Dienstag, 7. Februar 2006
Damit der Holocaust nie wieder sei
Wenn die neoconnerds ständig betonen, sie würden dem Faschismus sehr viel ferner stehen als ihre linken Kritiker, und ihr Philosemitismus, ihre Israel-Begeisterung weise sie als das genaue Gegenteil von Nazis aus, dann würde mich doch mal ihre Reaktion auf den Lackmus-Test für Antifaschismus interessieren. Der geht so:

"Wir fordern die Vernichtung des Faschismus durch dargelegte Maßnahmen:
Aufbau einer Volksrepublik, Befreiung der Arbeit z.B. durch Achtstundentag und freie Gewerkschaften, Sozialisierung der Wirtschaft, Friede und Recht durch Wiedergutmachung, Wiederherstellung von Humanität als Grundlage der Kultur (Freiheit der Bildung und der Künste), die Sozialistische Einheit gegen den Faschismus.

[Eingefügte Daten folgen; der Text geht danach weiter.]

Issue #9074, opened 2022-04-01
Epic: Allow for Self Signed Certs in Self-Hosted


lucasvaltl:
### Summary

We want users to be able to use self-signed certs in their self-hosted Gitpod installation

### Context

ℹ️ Defining Self-Signed Certs
There are many ways to define self-signed certs, but this is the definition we are using: self-singed certs are any certs that are **not** signed by a public certificate authority (ca) that is already known to linux, i.e. the CA’s certs are already shipped with the linux build. 

Some users want to use components or run in environments that require self-signed certs. We want to allow for this. 

--> This is an epic for #8559 . We think this will require further collaboration between teams, which is why we want to bring it to the epic level. 

### Value

- This unlocks a new type of user / customer for us which previously was unable to use self-hosted Gitpod due to the certificates they used. Further, it facilitates installing Gitpod on your local machine. 

### Acceptance Criteria

Self-signed certs can be propagated into:
1. server-pod
2. ws-daemon container
3. workspace container
4. on the node  to use for containerd
5. Image builder (assuming the registry it talks to is using self signed certs)

We have basic documentation in place and this feature is tested with at least one user. 

### Measurement

- We run nightly tests that use self-signed certs and these run successfully
- At least one customer has successfully used self-signed certs in their installation

### Complexities

On GKE you cannot allow containerd to trust other certificates without restarting containerd. This hinders us from having self-signed certs on GKE right now.

### Child Issues
- [x] https://github.com/gitpod-io/gitpod/issues/8559
- [x] #9077
- [x] #9078
- [x] #9079

MrSimonEmms:
Looks like all the tasks are done so will close.

Reopen if necessary (and add more tasks)

tysonrm:
Why not build in an ACME service that provides trusted certs?

PR #9518, opened 2022-04-25
Fix issues with `self-signed` certificates

Pothulapati:
## Description

This PR includes temporary fixes to get `Certificate` option working with `self-signed` certificates.

Currently, Whenever the `Certificate` config option is set to a specific secret, we seem to assume **by default**
 that they are publicly signed. This currently has the following issues when they are `self-signed` :
- Due to the usage of `Certificate` in internal facing services like `registry-facade`, Internal clients fail to communicate as the self-signed CA is not in their trust store.  (Fix: Update `registry-facade` to use `builtin-registry-facade-cert`, generated by `cert-manager`)
- Due to the fact that internal `registry` communication also flows through the `proxy`, This communication fails as the `proxy` cert is self-signed as its not available in the trust store. (Fix: Update the `registry-facade` daemonset to also incldue `crt` of `Certificate` in its trust store).

This PR also fixes an issue with `image-builder-mk3` when the `customCACert` option is set, by removing `InternalVolumeCAMount` as it makes the `etc/ssl/certs` empty and readOnly (which prevents from ounting the customCACert cert into `etc/ssl/certs`

## Related Issue(s)

Part of #9074 

## How to test

Generate a CA, and self-signed SSL by following https://gist.github.com/Pothulapati/a7c68e073cdbf8573f12b64320711ce5 (or any other online tutorial for that matter)

```bash
# Create the relevant secrets before installing Gitpod
# myCa.pem is what you want to propogate across components to access things external to Gitpod
kubectl create secret generic ca-certificate --from-file=ca.crt=./certs/myCa.pem
# these are the ones created for the domain
kubectl create secret tls https-cert --cert=./certs/ssl.crt --key=./certs/ssl.key

# Set the relevant config options in config file
yq e -i ".certificate.name = \"https-cert\"" "${CONFIG_FILE}"
yq e -i ".certificate.kind = \"secret\"" "${CONFIG_FILE}"
yq e -i ".customCACert.kind = \"secret\"" "${CONFIG_FILE}"
yq e -i ".customCACert.name = \"ca-certificate\"" "${CONFIG_FILE}"

# Install GItpod
gitpod-installer \
        render \
        --config="${CONFIG_FILE}" > gitpod.yaml

# See https://github.com/gitpod-io/gitpod/tree/main/install/installer#error-validating-statefulsetstatus
yq eval-all --inplace \
        'del(select(.kind == "StatefulSet" and .metadata.name == "openvsx-proxy").status)' \
        gitpod.yaml

kubectl apply -f gitpod.yaml
```

## Release Notes

```release-note
Fix multiple issues with `self-signed` certs
```

### DIFF
--- a/install/installer/pkg/common/ca.go
+++ b/install/installer/pkg/common/ca.go
@@ -10,17 +10,8 @@ import (
 
 const (
 	cacerts      = "cacerts"
-	etcSSLCerts  = "/etc/ssl/certs"
 	caVolumeName = "gitpod-ca-certificate"
 )
-
-func InternalCAVolumeMount() *corev1.VolumeMount {
-	return &corev1.VolumeMount{
-		Name:      cacerts,
-		ReadOnly:  true,
-		MountPath: etcSSLCerts,
-	}
-}
 
 func InternalCAVolume() *corev1.Volume {
 	return &corev1.Volume{
--- a/install/installer/pkg/components/image-builder-mk3/deployment.go
+++ b/install/installer/pkg/components/image-builder-mk3/deployment.go
@@ -103,7 +103,6 @@ func deployment(ctx *common.RenderContext) ([]runtime.Object, error) {
 			MountPath: PullSecretFile,
 			SubPath:   ".dockerconfigjson",
 		},
-		*common.InternalCAVolumeMount(),
 	}
 	if vol, mnt, _, ok := common.CustomCACertVolume(ctx); ok {
 		volumes = append(volumes, *vol)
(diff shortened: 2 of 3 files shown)


csweichel (approved):

MrSimonEmms (approved):
Works really well. It also works when using the `ca-issuer-ca`, which is the internal CA that's used to create all the internal certs.

Pothulapati:
@iQQBot This is weird, as we pass the same CA cert is [loaded into kubelets](https://github.com/gitpod-io/gitpod/blob/main/install/installer/pkg/components/registry-facade/daemonset.go#L184) by the same registry-facade daemonset! Wondering why that cert is not being used! 🤔

PR #9541, opened 2022-04-26
[server] fix ide option not exists bug

mustard-mh:
## Description

Fix function `chooseIDE` func not cover not exists IDE id

## Related Issue(s)

Fixes #

## How to test

Open Gitpod with this PR, exec 
```
cd components/server && yarn test
```

## Release Notes

```release-note
NONE
```

## Documentation

- [x] /werft no-preview

### DIFF
--- a/components/server/src/workspace/workspace-starter.spec.ts
+++ b/components/server/src/workspace/workspace-starter.spec.ts
@@ -249,5 +249,19 @@ describe("workspace-starter", function () {
             const result = chooseIDE("unknown-custom", customOptions, useLatest, hasPerm);
             expect(result.ideImage).to.equal(ideOptions.options["code"].latestImage);
         });
+
+        it("not exists ide with custom permission", function () {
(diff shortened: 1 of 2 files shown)


mustard-mh:
> How to reproduce the original issue from UI?

We can't. This is part of https://github.com/gitpod-io/gitpod/pull/9467 RP's commit

mustard-mh:
I wrote function `chooseIDE` first and add test cases. So test cases can be passed of course. But other test cases I don't cover may not pass (like this🙈). 

How can we avoid this to happen? Write test cases first to drive code? Ask someone else to input more test cases?

cc @akosyakov

akosyakov:
@geropl could you have a look?

geropl:
> @geropl could you have a look?

@akosyakov  Will do after all-hands. :+1:

geropl (approved):
Code LGTM, tests are green :heavy_check_mark:

PR #9542, opened 2022-04-26
Use the right `registry-facade` port in preview environments

Pothulapati:
## Description

After #9518 , `StartWorkspace` seems to fail on preview environments, as we randomize ports in the preview environment but we specifically use the port number in the `update-containerd-certificates` init Contianer to specify the cert for that `URL:PORT`.

This PR fixes that by passing the same into the `update-containerd-ceritificates` during post processing.

## Related Issue(s)

Follow up to #9518 

## How to test

Preview environments should be able to start and run workspaces.

## Release Notes

```release-note
NONE
```


Pothulapati:
@iQQBot It doesn't seem to update the post processing script to point to the right port for some reason!

PR #9547, opened 2022-04-26
[common-go] Add keyed gRPC rate limits

csweichel:
## Description
This PR adds support for message-keyed gRPC rate limits to common-go.
Using this functionality, we can e.g. add per-user rate limits in ws-manager.

For example:
```JSON
{
    "rateLimits": {
        "/wsman.WorkspaceManager/StartWorkspace": {
            "bucketSize": 5,
            "refillInterval": "1s",
            "key": "metadata.owner",
            "keyCacheSize": 200
        }
    }
}
```

would impose a 5 workspaces per second rate limit per workspace owner.

## How to test
- See unit test
- Manually add the config to ws-manager and use loadgen

## Release Notes

```release-note
[ws-manager] Support more fine-grained rate limits
```

### DIFF
--- a/components/common-go/grpc/ratelimit.go
+++ b/components/common-go/grpc/ratelimit.go
@@ -6,60 +6,143 @@ package grpc
 
 import (
 	"context"
+	"strings"
 	"time"
 
 	"golang.org/x/time/rate"
 	"google.golang.org/grpc"
 	"google.golang.org/grpc/codes"
 	"google.golang.org/grpc/status"
+	"google.golang.org/protobuf/proto"
+	"google.golang.org/protobuf/reflect/protoreflect"
 
 	"github.com/gitpod-io/gitpod/common-go/util"
+	lru "github.com/hashicorp/golang-lru"
 )
+
+type keyFunc func(req interface{}) (string, error)
 
 // RateLimit configures the reate limit for a function
 type RateLimit struct {
 	Block          bool          `json:"block"`
 	BucketSize     uint          `json:"bucketSize"`
 	RefillInterval util.Duration `json:"refillInterval"`
+
+	KeyCacheSize uint   `json:"keyCacheSize,omitempty"`
+	Key          string `json:"key,omitempty"`
+}
+
+func (r RateLimit) Limiter() *rate.Limiter {
+	return rate.NewLimiter(rate.Every(time.Duration(r.RefillInterval)), int(r.BucketSize))
 }
 
 // NewRatelimitingInterceptor creates a new rate limiting interceptor
 func NewRatelimitingInterceptor(f map[string]RateLimit) RatelimitingInterceptor {
-	funcs := make(map[string]ratelimitedFunction, len(f))
+	funcs := make(map[string]*ratelimitedFunction, len(f))
 	for name, fnc := range f {
-		funcs[name] = ratelimitedFunction{
-			Block: fnc.Block,
-			L:     rate.NewLimiter(rate.Every(time.Duration(fnc.RefillInterval)), int(fnc.BucketSize)),
+		var (
+			keyedLimit *lru.Cache
+			key        keyFunc
+		)
+		if fnc.Key != "" && fnc.KeyCacheSize > 0 {
+			keyedLimit, _ = lru.New(int(fnc.KeyCacheSize))
+			key = fieldAccessKey(fnc.Key)
+		}
+
+		funcs[name] = &ratelimitedFunction{
+			RateLimit:   fnc,
+			GlobalLimit: fnc.Limiter(),
+			Key:         key,
+			KeyedLimit:  keyedLimit,
 		}
 	}
 	return funcs
 }
 
+func fieldAccessKey(key string) keyFunc {
+	return func(req interface{}) (string, error) {
+		msg, ok := req.(proto.Message)
+		if !ok {
+			return "", status.Errorf(codes.Internal, "request was not a protobuf message")
+		}
+
+		val, ok := getFieldValue(msg.ProtoReflect(), strings.Split(key, "."))
+		if !ok {
+			return "", status.Errorf(codes.Internal, "Field %s does not exist in message. This is a rate limiting configuration error.", key)
+		}
+		return val, nil
+	}
+}
+
+func getFieldValue(msg protoreflect.Message, path []string) (val string, ok bool) {
+	if len(path) == 0 {
+		return "", false
+	}
+
+	field := msg.Descriptor().Fields().ByName(protoreflect.Name(path[0]))
+	if field == nil {
+		return "", false
+	}
+	if len(path) > 1 {
+		if field.Kind() != protoreflect.MessageKind {
+			// we should go deeper but the field is not a message
+			return "", false
+		}
+		child := msg.Get(field).Message()
+		return getFieldValue(child, path[1:])
+	}
+
+	if field.Kind() != protoreflect.StringKind {
+		// we only support string fields
+		return "", false
+	}
+
+	return msg.Get(field).String(), true
+}
+
 // RatelimitingInterceptor limits how often a gRPC function may be called. If the limit has been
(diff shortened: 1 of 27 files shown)


test/go.sum
```diff
@@ -1429,15 +1426,16 @@ k8s.io/kubectl v0.23.5/go.mod h1:lLgw7cVY8xbd7o637vOXPca/w6HC205KsPCRDYRCxwE=
...
 k8s.io/utils v0.0.0-20210802155522-efc7438f0176/go.mod h1:jPW/WVKK9YHAvNhRxK0md/EJ228hCsBRufyofKtW8HA=
 k8s.io/utils v0.0.0-20211116205334-6203023598ed h1:ck1fRPWPJWsMd8ZRFsWc6mh/zHp5fZ/shhbrgPUxDAE=
 k8s.io/utils v0.0.0-20211116205334-6203023598ed/go.mod h1:jPW/WVKK9YHAvNhRxK0md/EJ228hCsBRufyofKtW8HA=
 rsc.io/binaryregexp v0.2.0/go.mod h1:qTv7/COck+e2FymRvadv62gMdZztPaShugOCi3I+8D8=
 rsc.io/quote/v3 v3.1.0/go.mod h1:yEA65RcK8LyAZtP9Kv3t0HmxON59tX3rD+tICJqUlj0=
 rsc.io/sampler v1.3.0/go.mod h1:T1hPZKmBbMNahiBKFy5HrXp6adAjACjK9JXDnKaTXpA=
 sigs.k8s.io/apiserver-network-proxy/konnectivity-client v0.0.30/go.mod h1:fEO7lRTdivWO2qYVCVG7dEADOMo/MLDCVr8So2g88Uw=
-sigs.k8s.io/controller-runtime v0.11.2 h1:H5GTxQl0Mc9UjRJhORusqfJCIjBO8UtUxGggCwL1rLA=
-sigs.k8s.io/controller-runtime v0.11.2/go.mod h1:P6QCzrEjLaZGqHsfd+os7JQ+WFZhvB8MRFsn4dWF7O4=
+sigs.k8s.io/controller-runtime v0.9.0 h1:ZIZ/dtpboPSbZYY7uUz2OzrkaBTOThx2yekLtpGB+zY=
```
aledbf, line 1437: Please revert this change

test/go.mod
```diff
@@ -139,10 +140,6 @@ require (
 	sigs.k8s.io/yaml v1.3.0 // indirect
 )
 
-replace sigs.k8s.io/controller-runtime => sigs.k8s.io/controller-runtime v0.11.0
```
aledbf, line 142: Please revert this change

csweichel: Which one is correct?
```

replace sigs.k8s.io/controller-runtime => sigs.k8s.io/controller-runtime v0.11.0

replace sigs.k8s.io/controller-runtime => sigs.k8s.io/controller-runtime v0.11.2
```

aledbf: v0.11.2

easyCZ:
https://github.com/grpc-ecosystem/go-grpc-middleware offers a rate limit implementation, this may be possibly cheaper to use than building our own

csweichel:
> https://github.com/grpc-ecosystem/go-grpc-middleware offers a rate limit implementation, this may be possibly cheaper to use than building our own.
> 
> I've used it in the past and worked well. It has built in support for sharing the rate limits across instances (but can be used without it).

We looked at that implementation prior to rolling our own.
AFAIK it does not support
- per method rate limiting
- "keyed" rate limiting as is introduced in this PR.

easyCZ (commented):
Looking good, left a couple comments. Could you please also add metrics to expose the following:
1. Rate limited count, by method
2. Hit rate on the LRU

Can be in seperate follow-up PRs, but we should be able to observe this before we deploy it to prod.

components/common-go/grpc/ratelimit.go
```diff
@@ -6,60 +6,143 @@ package grpc
...
+		var limit *rate.Limiter
+		if f.Key == nil {
+			limit = f.GlobalLimit
+		} else {
+			key, err := f.Key(req)
+			if err != nil {
+				return nil, err
+			}
+
+			f.KeyedLimit.ContainsOrAdd(key, f.RateLimit.Limiter())
```
geropl, line 132: question: this immediately throws creates and trashes a limiter struct on stack AFAIU which could be avoided by not using `ContainsOrAdd`.

csweichel: Agreed - not doing it this way requires extra locking because this operation can happen concurrently. 

We could also ignore the concurrency for the time being and go with a `Peek` followed by an `Add`, running this risk to mis-account for a user during very high call-rate situations.

geropl (approved):
Code LGTM, and seems to work. Left minor comments.

components/common-go/grpc/ratelimit.go
```diff
@@ -6,60 +6,143 @@ package grpc
...
+	RateLimit RateLimit
+
+	GlobalLimit *rate.Limiter
+	Key         keyFunc
+	KeyedLimit  *lru.Cache
 }
 
 // UnaryInterceptor creates a unary interceptor that implements the rate limiting
 func (r RatelimitingInterceptor) UnaryInterceptor() grpc.UnaryServerInterceptor {
 	return func(ctx context.Context, req interface{}, info *grpc.UnaryServerInfo, handler grpc.UnaryHandler) (resp interface{}, err error) {
```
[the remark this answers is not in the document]
csweichel: they indicate what's returned though :)

csweichel:
Added metrics

components/common-go/grpc/ratelimit.go
```diff
@@ -6,60 +6,201 @@ package grpc
...
+}
+
+func (r RateLimit) Limiter() *rate.Limiter {
+	return rate.NewLimiter(rate.Every(time.Duration(r.RefillInterval)), int(r.BucketSize))
 }
 
 // NewRatelimitingInterceptor creates a new rate limiting interceptor
 func NewRatelimitingInterceptor(f map[string]RateLimit) RatelimitingInterceptor {
-	funcs := make(map[string]ratelimitedFunction, len(f))
+	callCounter := prometheus.NewCounterVec(prometheus.CounterOpts{
```
easyCZ, line 42: I believe the metrics here also need to be registered, to be picked up by prometheus, otherwise they are just local counters which won't show up on `/metrics` endpoint.

See https://pkg.go.dev/github.com/prometheus/client_golang/prometheus#Register

easyCZ: In this case, I'd actually hoist the counter definition outside of this instantiation and make it package private variable. You can use https://pkg.go.dev/github.com/prometheus/client_golang/prometheus/promauto to simplify the registration.

sagor999 (approved):
just need to fix metrics name copy paste error.

components/common-go/grpc/ratelimit.go
easyCZ: My bad, missed this. Normally, I'd expect the registration to happen in this file and automatically without requiring an extra call. The risk here is that a component uses the rate limiting interceptor but doesn't register the metric.

The other issue is that this would panic on startup, but CI doesn't catch this.

csweichel: For a while now we've adopted the pattern to make things implement the `prometheus.Collector` interface so that they can be registered.
Testing is just as easy as passing in the registry, but it doesn't mandate that someone uses metrics.
The "registration error at runtime" behaviour is also the same.

csweichel:
fixed the metrics name

components/common-go/grpc/ratelimit.go
easyCZ: Thanks. I'd personally like the need for registration to be more explicit (and to use DI to pass the registry in) but given this is an existing pattern, better to stick to it than introduce yet another. Thanks for the info.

Wir stellen den Kampf erst ein, wenn auch der letzte Schuldige vor den Richtern der Völker steht. Die Vernichtung des Nazismus mit seinen Wurzeln ist unsere Losung. Der Aufbau einer neuen Welt des Friedens und der Freiheit ist unser Ziel. Das sind wir unseren gemordeten Kameraden und ihren Angehörigen schuldig.


Es lebe das Bündnis aller antifaschistischen Kräfte Deutschlands!

Es lebe ein freies, friedliches, sozialistisches Deutschland!

Es lebe der revolutionäre demokratische Sozialismus!

Es lebe die Internationale der Sozialisten der ganzen Welt! "



Manifest von Buchenwald

Na, wie haltet Ihr es damit?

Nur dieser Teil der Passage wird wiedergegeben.